(Records contained in a dataset)
BEGIN

PR #699, opened 2025-04-10
Expand possible pixelsearch inputs

### LINKED ISSUE #658: Need a compact, easy method for getting pixel from (ra, dec) coordinates
**Feature request**

When a user wants to to select a position in the sky and then select all the objects that are in the same HATS pixel, this can be done easily via this method:

```python
mycatalog.get_partition(order=my_order, pixel=my_pixel)
```

but this assumes that you already know which (order, pixel) pair contains your (ra, dec) coordinate.

One method of accomplishing this today is to do a cone- or box-search on the area of the sky you want, and be sure to include the columns Norder and Npix.  Assuming that the HATS pixel you're trying to find is the one that contains (ra=280, dec=-60), this will do it: 

```python
lsdb.read_hats(
    'https://data.lsdb.io/hats/gaia_dr3/gaia',
    columns=['ra', 'dec', 'Norder', 'Npix'],
    search_filter=lsdb.ConeSearch(ra=280, dec=-60, radius_arcsec=30)).compute()
```

However, `Norder` and `Npix` columns will not be in catalogs going forward, so this isn't a trustworthy recipe.

Another approach is to use the MOC search:

```python
import astropy.units as u
from mocpy import MOC

moc = MOC.from_lonlat(280*u.deg, -60*u.deg, max_norder=29) # 29 is the order for _healpix_29

gaia.moc_search(moc) # returns a catalog with the desired partition (order 4, Npix 2947)
```

While the above works, it's not as intuitive.  What's desired is some top-level mapping function that would look something like:

```python
hpixel = gaia3.healpix_pixel_for_point(ra=280, dec=-60)
gaia3.get_partition(order=hpixel.order, pixel=hpixel.pixel)
```

that would return a `HealpixPixel` with the (order, pixel) pair that can be passed directly to `.get_partition`, or perhaps even something more direct:

```python
gaia3.get_partition_for_point(ra=380, dec=-60)
```

**Before submitting**
Please check the following:

delucchi-cmu:
Closes #658


src/lsdb/core/search/pixel_search.py
```diff
@@ -18,9 +19,30 @@ class PixelSearch(AbstractSearch):
     Does not filter points inside those partitions.
     """
 
-    def __init__(self, pixels: list[tuple[int, int]]):
+    def __init__(self, pixels: tuple[int, int] | HealpixPixel | list[tuple[int, int] | HealpixPixel]):
         super().__init__(fine=False)
-        self.pixels = [HealpixPixel(o, p) for o, p in set(pixels)]
+        if isinstance(pixels, tuple):
```
gitosaurus, line 24:
```suggestion
        if isinstance(pixels, tuple) and len(pixels) == 2:
```

src/lsdb/core/search/pixel_search.py
```diff
@@ -18,9 +19,30 @@ class PixelSearch(AbstractSearch):
...
+            self.pixels = [HealpixPixel(pixels[0], pixels[1])]
+        elif isinstance(pixels, HealpixPixel):
+            self.pixels = [pixels]
+        elif pd.api.types.is_list_like(pixels):
+            if len(pixels) == 0:
+                raise ValueError("Some pixels required for PixelSearch")
+            self.pixels = list({get_healpix_pixel(pix) for pix in pixels})
```
gitosaurus, line 31: Why cast through `set` on the way to `list`? Duplicates are expected?

src/lsdb/core/search/pixel_search.py
```diff
@@ -18,9 +19,30 @@ class PixelSearch(AbstractSearch):
     Does not filter points inside those partitions.
     """
 
-    def __init__(self, pixels: list[tuple[int, int]]):
+    def __init__(self, pixels: tuple[int, int] | HealpixPixel | list[tuple[int, int] | HealpixPixel]):
         super().__init__(fine=False)
-        self.pixels = [HealpixPixel(o, p) for o, p in set(pixels)]
+        if isinstance(pixels, tuple):
+            self.pixels = [HealpixPixel(pixels[0], pixels[1])]
```
gitosaurus, line 25:
```suggestion
            self.pixels = [get_healpix_pixel(pixels)]
```
Just for consistency with what happens with lists of pixels.

gitosaurus (approved):
Looks good! My only comments are optional and mostly stylistic.

src/lsdb/core/search/pixel_search.py
delucchi-cmu: `get_healpix_pixel` performs this check, so changing the below line takes care of it.

src/lsdb/core/search/pixel_search.py
delucchi-cmu: It was restricting to set previously, so I maintained the behavior, but it doesn't really matter for the `filter_from_pixel_list` call. Removed.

END

The problem =
Retype all of the data shown above, word for word.

Output of the exercise =
PR #699, opened 2025-04-10
Expand possible pixelsearch inputs

### LINKED ISSUE #658: Need a compact, easy method for getting pixel from (ra, dec) coordinates
**Feature request**

When a user wants to to select a position in the sky and then select all the objects that are in the same HATS pixel, this can be done easily via this method:

```python
mycatalog.get_partition(order=my_order, pixel=my_pixel)
```

but this assumes that you already know which (order, pixel) pair contains your (ra, dec) coordinate.

One method of accomplishing this today is to do a cone- or box-search on the area of the sky you want, and be sure to include the columns Norder and Npix.  Assuming that the HATS pixel you're trying to find is the one that contains (ra=280, dec=-60), this will do it: 

```python
lsdb.read_hats(
    'https://data.lsdb.io/hats/gaia_dr3/gaia',
    columns=['ra', 'dec', 'Norder', 'Npix'],
    search_filter=lsdb.ConeSearch(ra=280, dec=-60, radius_arcsec=30)).compute()
```

However, `Norder` and `Npix` columns will not be in catalogs going forward, so this isn't a trustworthy recipe.

Another approach is to use the MOC search:

```python
import astropy.units as u
from mocpy import MOC

moc = MOC.from_lonlat(280*u.deg, -60*u.deg, max_norder=29) # 29 is the order for _healpix_29

gaia.moc_search(moc) # returns a catalog with the desired partition (order 4, Npix 2947)
```

While the above works, it's not as intuitive.  What's desired is some top-level mapping function that would look something like:

```python
hpixel = gaia3.healpix_pixel_for_point(ra=280, dec=-60)
gaia3.get_partition(order=hpixel.order, pixel=hpixel.pixel)
```

that would return a `HealpixPixel` with the (order, pixel) pair that can be passed directly to `.get_partition`, or perhaps even something more direct:

```python
gaia3.get_partition_for_point(ra=380, dec=-60)
```

**Before submitting**
Please check the following:

delucchi-cmu:
Closes #658


src/lsdb/core/search/pixel_search.py
```diff
@@ -18,9 +19,30 @@ class PixelSearch(AbstractSearch):
     Does not filter points inside those partitions.
     """
 
-    def __init__(self, pixels: list[tuple[int, int]]):
+    def __init__(self, pixels: tuple[int, int] | HealpixPixel | list[tuple[int, int] | HealpixPixel]):
         super().__init__(fine=False)
-        self.pixels = [HealpixPixel(o, p) for o, p in set(pixels)]
+        if isinstance(pixels, tuple):
```
gitosaurus, line 24:
```suggestion
        if isinstance(pixels, tuple) and len(pixels) == 2:
```

src/lsdb/core/search/pixel_search.py
```diff
@@ -18,9 +19,30 @@ class PixelSearch(AbstractSearch):
...
+            self.pixels = [HealpixPixel(pixels[0], pixels[1])]
+        elif isinstance(pixels, HealpixPixel):
+            self.pixels = [pixels]
+        elif pd.api.types.is_list_like(pixels):
+            if len(pixels) == 0:
+                raise ValueError("Some pixels required for PixelSearch")
+            self.pixels = list({get_healpix_pixel(pix) for pix in pixels})
```
gitosaurus, line 31: Why cast through `set` on the way to `list`? Duplicates are expected?

src/lsdb/core/search/pixel_search.py
```diff
@@ -18,9 +19,30 @@ class PixelSearch(AbstractSearch):
     Does not filter points inside those partitions.
     """
 
-    def __init__(self, pixels: list[tuple[int, int]]):
+    def __init__(self, pixels: tuple[int, int] | HealpixPixel | list[tuple[int, int] | HealpixPixel]):
         super().__init__(fine=False)
-        self.pixels = [HealpixPixel(o, p) for o, p in set(pixels)]
+        if isinstance(pixels, tuple):
+            self.pixels = [HealpixPixel(pixels[0], pixels[1])]
```
gitosaurus, line 25:
```suggestion
            self.pixels = [get_healpix_pixel(pixels)]
```
Just for consistency with what happens with lists of pixels.

gitosaurus (approved):
Looks good! My only comments are optional and mostly stylistic.

src/lsdb/core/search/pixel_search.py
delucchi-cmu: `get_healpix_pixel` performs this check, so changing the below line takes care of it.

src/lsdb/core/search/pixel_search.py
delucchi-cmu: It was restricting to set previously, so I maintained the behavior, but it doesn't really matter for the `filter_from_pixel_list` call. Removed.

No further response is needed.